Improved Remixing Process for Domain Adaptation-Based Speech Enhancement by Mitigating Data Imbalance in Signal-to-Noise Ratio
Li Li, Shogo Seki
TL;DR
The paper investigates domain adaptation-based speech enhancement methods RemixIT and Remixed2Remixed, showing that imbalanced $SNR$ distributions in pseudo-paired data can hinder student model performance on real-world recordings. It introduces an $SNR$ control module (SNRCM) to sample $SNR$ from balanced distributions and employs curriculum learning (CL) to span progressively broader $SNR$ ranges, improving robustness to underrepresented data. Experimental results on CHiME-7 UDASE–utilizing the CHiME-5/Librispeech-based datasets–demonstrate SI-SDR gains for RemixIT and competitive gains for Re2Re, though PESQ and STOI benefits vary. Overall, the work advances DASE by addressing data imbalance in remixing, offering a practical approach to enhance model generalization in real-world, multi-SNR conditions.
Abstract
RemixIT and Remixed2Remixed are domain adaptation-based speech enhancement (DASE) methods that use a teacher model trained in full supervision to generate pseudo-paired data by remixing the outputs of the teacher model. The student model for enhancing real-world recorded signals is trained using the pseudo-paired data without ground truth.
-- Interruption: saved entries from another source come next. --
PR #2662, opened 2022-07-07
Add hook to change vehicle damage debris to the rgb vehicle color

### LINKED ISSUE #2661: Vehicle damage spawns wrongly colored debris
### Describe the bug

When hitting a wall with a vehicle it spawns debris with the color of the original vehicle color not the rgb one.

### Steps to reproduce

Drive against a wall

### Version

_No response_

### Additional context

_No response_

### Relevant log output

_No response_

### Security Policy

Merlin:
Fixes #2661

https://www.youtube.com/watch?v=OfTIp8BPhss

### DIFF
--- a/Client/multiplayer_sa/CMultiplayerSA.cpp
+++ b/Client/multiplayer_sa/CMultiplayerSA.cpp
@@ -293,6 +293,8 @@ const DWORD RETURN_Idle_CWorld_ProcessPedsAfterPreRender = 0x53EA08;
 #define HOOKPOS_CAEAmbienceTrackManager__UpdateAmbienceTrackAndVolume_StartRadio    0x4D7198
 #define HOOKPOS_CAEAmbienceTrackManager__UpdateAmbienceTrackAndVolume_StopRadio     0x4D71E7
 
+#define HOOKPOS_CAutomobile__dmgDrawCarCollidingParticles 0x6A6FF0
+
 CPed*         pContextSwitchedPed = 0;
 CVector       vecCenterOfWorld;
 FLOAT         fFalseHeading;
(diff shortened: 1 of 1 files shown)


Client/multiplayer_sa/CMultiplayerSA.cpp
```diff
@@ -7027,3 +7033,39 @@ void _declspec(naked) HOOK_CAEAmbienceTrackManager__UpdateAmbienceTrackAndVolume
...
+
+        RwColor color = {
+            colors[0].R * pVehicleInterface->m_fLighting,
+            colors[0].G * pVehicleInterface->m_fLighting,
+            colors[0].B * pVehicleInterface->m_fLighting,
+            0xFF
+        };
+
+        // Fx_c::AddDebris
+        ((void(__thiscall*)(int, CVector&, RwColor&, float, int))0x49F750)(0xA9AE00, vecPosition, color, 0.06f, count / 100 + 1);
```
lopezloo:
```suggestion
        ((void(__thiscall*)(int, CVector&, RwColor&, float, int))0x49F750)(CLASS_CFx, vecPosition, color, 0.06f, count / 100 + 1);
```
How about using `CLASS_CFx` here?

`Fx_c::AddDebris()` could be also defined.

lopezloo:
We could include `..\game_sa\CFxSA.h` in `StdInc.h` and then use `FUNC_CFx_AddDebris` instead of raw address. Or just define it at the top.

Merlin:
I think its fine for now. I plan to change a bunch of stuff in game_sa including moving all *SAInterface to there own file and add all the functions we call directly as methods. That way we can just include that header and call g_fx.AddDebris without having addresses spread everywhere

lopezloo:
Ok. Otherwise looks good to me.

lopezloo (approved):
Looks good to me. Thank you.

PR #2663, opened 2022-07-10
Fix walking while aiming on higher fps

### LINKED ISSUE #502: Cannot move sideways while aiming when FPS is higher than ~75
**Describe the bug**
This is a well known bug that annoys alot of people.

**To Reproduce**
1. Set FPS limit to any value above 73 (74-100)
2. Get (for example) a deagle
3. Aim and keep aiming, then try to move sideways without moving forward or backward
4. The character will not move or it takes a while until he starts moving

**Expected behavior**
FPS should have no impact on gameplay

**Multi Theft Auto v1.5.6-release-14394**
 
**Additional context**
The original bug report was about 48 fps but problems start happening at 73 fps for me, it gets worse with even more fps.

From https://bugs.mtasa.com/view.php?id=4291

Merlin:
Fixes #502

https://www.youtube.com/watch?v=AtEML33IW0E

### DIFF
--- a/Client/mods/deathmatch/CClient.cpp
+++ b/Client/mods/deathmatch/CClient.cpp
@@ -128,6 +128,7 @@ int CClient::ClientInitialize(const char* szArguments, CCoreInterface* pCore)
     pCore->GetCommands()->Add("debug2", "debug function 2", COMMAND_Debug2);
     pCore->GetCommands()->Add("debug3", "debug function 3", COMMAND_Debug3);
     pCore->GetCommands()->Add("debug4", "debug function 4", COMMAND_Debug4);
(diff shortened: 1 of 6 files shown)


lopezloo:
It seems to be faster at higher FPS now? That time delay seems to be shorter. It's noticeable with MP5 and 40 vs 100 FPS.

Merlin:
It looks like the same speed to me. The time it takes to fully walk is definitly faster. Animations also jitters badly when walking with over 250+ fps. I will take a look at it again in a few days.

Merlin:
https://www.youtube.com/watch?v=3XTLCPWNmLQ

That fixes the faster animations at the begining of walking.

lopezloo (approved):
Very nice[.](https://youtu.be/aZVkW9p-cCU?t=55) Thank you.

PR #2664, opened 2022-07-10
Fix #1905: Refresh rate limited at 60Hz in full screen mode

### LINKED ISSUE #1905: Refresh rate limited at 60Hz in full screen mode
**Describe the bug**
Refresh rate limited at 60Hz in full screen mode.

**To reproduce**
1. Set server FPS to 100.
2. Check refresh rate on monitor that supports more than 60Hz.

**Expected behaviour**
MTA should use available refresh rate and work with adaptive-sync.

**Screenshots**
az9hzG8lolU

**Version**
From https://github.com/multitheftauto/mtasa-blue/commit/ee9a827fe6a34a29bd0262d29b06281cf38ad262

samr46:
Fixes #1905 

Hardcoded places mentioned in [this comment](https://github.com/multitheftauto/mtasa-blue/issues/1905#issuecomment-952182365) by @Dutchman101 are used for failsafe mode (if **CreateDevice** fails) and testing. I don't think we should modify it to use adapter's refresh rate.
> Either way, the places it gets hardcoded:
> 
> 1. https://github.com/multitheftauto/mtasa-blue/blob/c58c3678f263d810f61eb5aecba48e6c4b4dce0c/Client/core/DXHook/CProxyDirect3D9.cpp#L421
> 2. https://github.com/multitheftauto/mtasa-blue/blob/c58c3678f263d810f61eb5aecba48e6c4b4dce0c/Client/core/DXHook/CProxyDirect3D9.cpp#L446

### DIFF
--- a/Client/multiplayer_sa/CMultiplayerSA_Direct3D.cpp
+++ b/Client/multiplayer_sa/CMultiplayerSA_Direct3D.cpp
@@ -47,6 +47,11 @@ void _cdecl OnPreCreateDevice(IDirect3D9* pDirect3D, UINT Adapter, D3DDEVTYPE De
     ms_BehaviorFlags = *BehaviorFlags;
     ms_pPresentationParameters = pPresentationParameters;
     ms_ppReturnedDeviceInterface = ppReturnedDeviceInterface;
+
+    // Set fullscreen refresh rate to display adapter's value
+    D3DDISPLAYMODE DisplayMode;
+    if (!FAILED(ms_pDirect3D->GetAdapterDisplayMode(Adapter, &DisplayMode)))
+        ms_pPresentationParameters->FullScreen_RefreshRateInHz = DisplayMode.RefreshRate;
 }
 
 // Hook info


lopezloo:
> For windowed mode, the refresh rate must be 0.

https://docs.microsoft.com/en-us/windows/win32/direct3d9/d3dpresent-parameters#:~:text=the%20D3DPRESENTFLAG%20constants.-,FullScreen_RefreshRateInHz,-Type%3A%20UINT

Shouldn't we set it to 0 when MTA is running in windowed mode?

samr46:
> Shouldn't we set it to 0 when MTA is running in windowed mode?

It is 0 in windowed mode. It's overwritten later using D3DPRESENT_RATE_DEFAULT.

```
20:58:21 - [DEBUG]     SwapEffect:1  Windowed:1  EnableAutoDepthStencil:1  AutoDepthStencilFormat:75  Flags:0x0
20:58:21 - [DEBUG]     FullScreen_RefreshRateInHz:0  PresentationInterval:0x00000001
```

lopezloo (approved):
Looks good to me. Thank you.

PR #1402, opened 2020-04-22
setWaterLevel: add bIncludeWorldSeaLevel and bIncludeOutsideWorldLevel

TheNormalnij:
This PR makes it possible to change the water level outside the game world.

New syntax:
```lua
bool setWaterLevel ( float level [, bool includeWaterFeatures = true, bool includeWaterElements = true, bool includeWorldSea = true, bool includeOutsideWorld = false ] )
```
Reopened #1342 #889

PR #2665, opened 2022-07-10
setWaterLevel: set water sound level outside of game boundaries

samr46:
Improvement for PR #1402

Fixes water sound level outside of game boundaries (currently it's always 0 even if water level is set to -50).

```
setWaterLevel(-50, true, true, true, true)
```

It modifies hardcoded 0 to water level for ambient water sound check outside of game boundaries:

image


lopezloo (approved):
Looks good to me. Thank you.

PR #4492, opened 2025-09-23
The second iteration of element data optimization

tederis:
This is the second iteration of the element data optimization challenge. The first one see in there: #4169. This is a part of the reimplementation of #3287. This PR is aimed to eliminating unnessesary string copying. It also brings a faster element data lookup inside `std` containers.


Dutchman101 (approved):

Dutchman101:
Nice. We can still test this in 1.7

PR #4507, opened 2025-10-03
add `isLoadingCircleActive` function

### LINKED ISSUE #4505: Add loading circle function

It is not related to any problem.
But it would be good since in my case it would be used to show the Login after finishing downloading models from the server.

A function that detects when the download of the circle below the download bar is finished, something like isTransferBoxActive() but with the circle below the download bar.

_No response_

### Additional context

_No response_

### Security Policy

omar-o22:
Fixes #4505
New function
```lua
bool isLoadingCircleActive( )
```

### DIFF
--- a/Client/core/Graphics/CGraphics.cpp
+++ b/Client/core/Graphics/CGraphics.cpp
@@ -2147,11 +2147,11 @@ void CGraphics::RestoreGTARenderStates()
 ////////////////////////////////////////////////////////////////
 void CGraphics::DidRenderScene()
 {
-    if (m_bProgressVisible)
+    if (IsLoadingCircleActive())
     {
         // Min display time before turning off spinner
         if (m_FirstDrawnProgressTimer.Get() > DUMMY_PROGRESS_MIN_DISPLAY_TIME)
-            m_bProgressVisible = false;
+            SetLoadingCircleActive(false);
         else
             DrawProgressMessage(false);
     }
@@ -2173,13 +2173,13 @@ void CGraphics::DidRenderScene()
 ////////////////////////////////////////////////////////////////
 void CGraphics::SetProgressMessage(const SString& strMessage)
 {
-    if (!m_bProgressVisible)
+    if (!IsLoadingCircleActive())
     {
         if (m_LastRenderedSceneTimer.Get() < DUMMY_PROGRESS_INITIAL_DELAY)
             return;
 
         // Enable progress drawing
-        m_bProgressVisible = true;
+        SetLoadingCircleActive(true);
         m_FirstDrawnProgressTimer.Reset();
     }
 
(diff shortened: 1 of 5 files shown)


Fernando-A-Rocha:
Doesn't the client freeze when loading models most of the time?😅

omar-o22:
> Doesn't the client freeze when loading models most of the time?😅

Yup, but the function I think can be used on the render or something..
After finishing I realized the function is kind of useless :D, but I opened this PR to hear other opinions.

Fernando-A-Rocha:
Yeah I had never heard of anyone needing to detect if the client has the loading circle haha which is a weird feature anyway

omar-o22:
Yeah, anyway it was just an experiment haha, and I learned a few things from it.

luchodev10:
It is not useless, since it would serve to show a system after the models are loaded. During the loading of models it is true that the screen freezes, but not completely. During the loading process, the login process is blocked, for example. Therefore, the function would serve to prevent this from happening. It could also be used to not load any resources until the models are loaded. Visually, it would look much better. Or if not, MTA should make it not load any resources until the models are loaded, since it affects the visual aspect during the loading process.

omar-o22:
The function is returns true maybe for 450ms only then always false because while loading models the game is freezes.
```lua
local loadingStart = 0

    if isLoadingCircleActive() then
        if loadingStart == 0 then
            loadingStart = getTickCount()
            outputChatBox("Loading started...")
        end
    elseif loadingStart ~= 0 then
        local duration = getTickCount() - loadingStart
        outputChatBox("Loading took "..duration.." ms.")
        loadingStart = 0
    end
end)
```

Fernando-A-Rocha:
> It is not useless, since it would serve to show a system after the models are loaded. During the loading of models it is true that the screen freezes, but not completely. During the loading process, the login process is blocked, for example. Therefore, the function would serve to prevent this from happening. It could also be used to not load any resources until the models are loaded. Visually, it would look much better. Or if not, MTA should make it not load any resources until the models are loaded, since it affects the visual aspect during the loading process.

You should make the model loading resource start first

luchodev10:
> The function is returns true maybe for 450ms only then always false because while loading models the game is freezes.
> 
> ```lua
> local loadingStart = 0
> 
> addEventHandler("onClientRender", root, function()
>     if isLoadingCircleActive() then
>         if loadingStart == 0 then
>             loadingStart = getTickCount()
>             outputChatBox("Loading started...")
>         end
>     elseif loadingStart ~= 0 then
>         local duration = getTickCount() - loadingStart
>         outputChatBox("Loading took "..duration.." ms.")
>         loadingStart = 0
>     end
> end)
> ```

I understand

luchodev10:
> > It is not useless, since it would serve to show a system after the models are loaded. During the loading of models it is true that the screen freezes, but not completely. During the loading process, the login process is blocked, for example. Therefore, the function would serve to prevent this from happening. It could also be used to not load any resources until the models are loaded. Visually, it would look much better. Or if not, MTA should make it not load any resources until the models are loaded, since it affects the visual aspect during the loading process.
> 
> You should make the model loading resource start first

It wouldn't work for me since I use the Login as a loadscreen. When the resources download is finished, the login is shown. For a new player, if the models have more priority than the login, the loadscreen would not work properly.

PR #4508, opened 2025-10-04
Crashfix (uninitialized ptr)

tederis:
`m_pCurrentLang` pointer is uninitialized currently which is UB and causes random crashes during a startup process. This PR fixes it.


Fernando-A-Rocha:
Did someone experience the random crashes before?

tederis:
> Did someone experience the random crashes before?

I personally have experienced it today for the first time. And it's quite strange that it had never happened before. Though... I had encountered weird crashes on game start some time ago, but didn't explore it further.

Since the noisy signals are recorded in natural environments, the dataset inevitably suffers data imbalance in some acoustic properties, leading to subpar performance for the underrepresented data. The signal-to-noise ratio (SNR), inherently balanced in supervised learning, is a prime example. In this paper, we provide empirical evidence that the SNR of pseudo data has a significant impact on model performance using the dataset of the CHiME-7 UDASE task, highlighting the importance of balanced SNR in DASE. Furthermore, we propose adopting curriculum learning to encompass a broad range of SNRs to boost performance for underrepresented data.